I-deas

I-deas-specific checks used to calculate element quality for 2D and 3D elements.

Additional element checks not listed here are not part of the solver’s normal set of checks, and therefore use HyperMesh check methods.

2D and 3D Element Checks

These checks apply to both types of elements, but when applied to 3D elements they are generally applied to each face of the element. The value of the worst face is reported as the 3D element’s overall quality value.

Stretch (Aspect Ratio)

Stretch is evaluated differently depending on whether the element is triangular or quadrilateral:

For trias, the radius of the largest circle that fits within the element is divided by the longest edge, then multiplied by the square root of 12.

$s t r e t c h = \sqrt{12} \times \frac{r}{e_{\max}}$
Figure 1. Stretch for Trias
For quads, the minimum edge length is divided by the maximum diagonal length. The result is multiplied by the square root of 2.

Note: The inverse of stretch displays on-screen in HyperWorks CFD as the aspect.

Chordal Deviation

Largest distance between the centers of element edges and the associated surface. Second order elements return the same chordal deviation as first order, when the corner nodes are used due to the expensive nature of the calculations.

Jacobian

Deviation of an element from its ideal or "perfect" shape, such as a triangle’s deviation from equilateral. The Jacobian value ranges from 0.0 to 1.0, where 1.0 represents a perfectly shaped element. The determinant of the Jacobian relates the local stretching of the parametric space which is required to fit it onto the global coordinate space.

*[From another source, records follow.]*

PR #2067, opened 2026-07-09
Tests: Retry azure app service in different region

flin-8:
Right now we randomize the region so a re-run might succeed. Why not just retry in the same go?


APErebus (approved):
let's give it a go!

PR #2071, opened 2026-07-16
Add support for CloudFormationTemplate Parameter Overrides

zentron:
# Background
CloudFormationTemplates currently don't allow passing through parameter overrides directly and instead a parameter json file must be provided. This is unwieldy when just a few simple parameters need to be supplied and you dont want to have to create an Octopus specific template file.

## Result
A new `Octopus.Action.Aws.CloudFormationTemplateParameterOverrides`  variable can be provided as a key-value array of properties to be passed down into the final invocation.


source/Calamari.Aws/Integration/CloudFormation/Templates/CloudFormationParameterMerge.cs
```diff
@@ -0,0 +1,35 @@
+using System.Collections.Generic;
+using System.Linq;
+using Amazon.CloudFormation.Model;
```
liam-mackie, line 4:
```suggestion
using Amazon.CloudFormation.Model;
using System;
```
You'll need to use System to properly use `ArgumentException`

source/Calamari.Aws/Integration/CloudFormation/Templates/CloudFormationParameterMerge.cs
```diff
@@ -0,0 +1,35 @@
...
+        {
+            primary ??= Enumerable.Empty<Parameter>();
+            overrides ??= Enumerable.Empty<Parameter>();
+
+            var merged = new Dictionary<string, Parameter>();
+
+            foreach (var parameter in primary)
+            {
+                if (string.IsNullOrWhiteSpace(parameter?.ParameterKey))
+                    throw new ArgumentException("CloudFormation parameter key must not be null or empty.", nameof(primary));
```
liam-mackie: Nit: consider changing the argument error to throw with a message that clearly indicates this is the user's issue, not an Octopus issue

liam-mackie (approved):
LGTM, minor nits but should be fine!

source/Calamari.Aws/Integration/CloudFormation/Templates/CloudFormationParameterMerge.cs
liam-mackie: Never mind, you already did!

HyperWorks CFD evaluates the determinant of the Jacobian matrix at each of the element’s integration points, also called Gauss points, or at the element’s corner nodes, and reports the ratio between the smallest and the largest. In the case of Jacobian evaluation at the Gauss points, values of 0.7 and above are generally acceptable. You can select which method of evaluation to use (Gauss point or corner node) from the Check Element settings.

Length (min)

Minimum element lengths are calculated using one of two methods:

The shortest edge of the element. This method is used for non-tetrahedral 3D elements.
The shortest distance from a corner node to its opposing edge (or face, in the case of tetra elements); referred to as "minimal normalized height".

Skew

Deviation of an element’s corners from 90 degrees (for quads) or 60 degrees (for trias).

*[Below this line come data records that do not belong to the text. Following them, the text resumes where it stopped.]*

PR #2072, opened 2026-07-16
Robe/remove old tests

zentron:
Octopus for some time has required the use of Powershell 5, so we can assume in our tests that it is present.

Similarly we have long since deprecated the use of AzureRM powershell cmdlets, so removing its presence from a test. A later change will remove the code that even checks for it in the context scripts.


source/Calamari.AzureScripting.Tests/AzurePowershellCommandFixture.cs
```diff
@@ -33,13 +33,11 @@ public async Task Setup()
 
         [Test]
         [WindowsTest]
-        [RequiresPowerShell5OrAbove]
         public async Task ExecuteAnInlineWindowsPowerShellScript()
         {
             var psScript = @"
 $ErrorActionPreference = 'Continue'
 az --version
-Get-AzEnvironment
```
APErebus, line 42: We do still support the newer az cmdlets? Are we sure we want to remove these?

zentron: Good catch, I may have been a little over eager when I started removing the older usage of `Get-AzureEnvironment`. Perhaps that may just need the upgrade

source/Calamari.AzureResourceGroup.Tests/Calamari.AzureResourceGroup.Tests.csproj
```diff
@@ -32,4 +32,6 @@
       <CopyToOutputDirectory>PreserveNewest</CopyToOutputDirectory>
     </None>
   </ItemGroup>
+
+  <Import Project="$(MSBuildProjectDirectory)/../IncludeDotNetScript.targets"/>
```
zentron, line 36: As a result of some of the project moves it looks like this file is sometimes not available during a test

APErebus (approved):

The check calculates skew by finding:

$= \sum_{i = 1}^{4} | 90 - α_{i} |$ for quadrilaterals
$= \sum_{i = 1}^{3} | 90 - α_{i} |$ for triangular elements

Where alpha is the angle of each corner. An ideal/equilateral element has a skew of zero, as none of its corners deviate from the target (90 or 60 degrees).

Taper

Taper ratio for the quadrilateral element is defined by first finding the area of the triangle formed at each corner grid point.

These areas are then compared to one half of the area of the quadrilateral.

HyperWorks CFD then finds the smallest ratio of each of these triangular areas to ½ the quad element’s total area. In the diagram above, "a" is smallest. The resulting value is subtracted from 1, and the result reported as the element taper. This means that as the taper approaches 0, the shape approaches a rectangle.

t a p e r = 1 - {(\frac{A_{t r i}}{0.5 \times A_{q u a d}})}_{\min}

Triangles are assigned a value of 0, in order to prevent HyperWorks CFD from mistaking them for highly-tapered quadrilaterals and reporting them as "failed".

Warpage

The amount by which an element, or in the case of solid elements, an element face, deviates from being planar. Since three points define a plane, this check only applies to quads. The quad is divided into two trias along its diagonal, and the angle between the trias’ normals is measured.

3D Element Only Checks

Stretch (volume aspect ratio)

Stretch is evaluated differently depending on whether the element is a tetrahedron, Wedge, Brick, or Pyramid.

Tetras: The radius of the largest sphere that fits within the element is divided by the longest edge. This value is then multiplied by the square root of 24.
Wedges: Each face is evaluated for its 2D stretch, and the worst value is reported. This means that the value reported for vol AR should always be the same as that reported for aspect.
Bricks: The minimum edge length is divided by the maximum diagonal length. The result is multiplied by the square root of 3.
Pyramids: No check is defined, so HyperWorks CFD performs its standard check in which each face is evaluated as a 2D object and the worst result reported.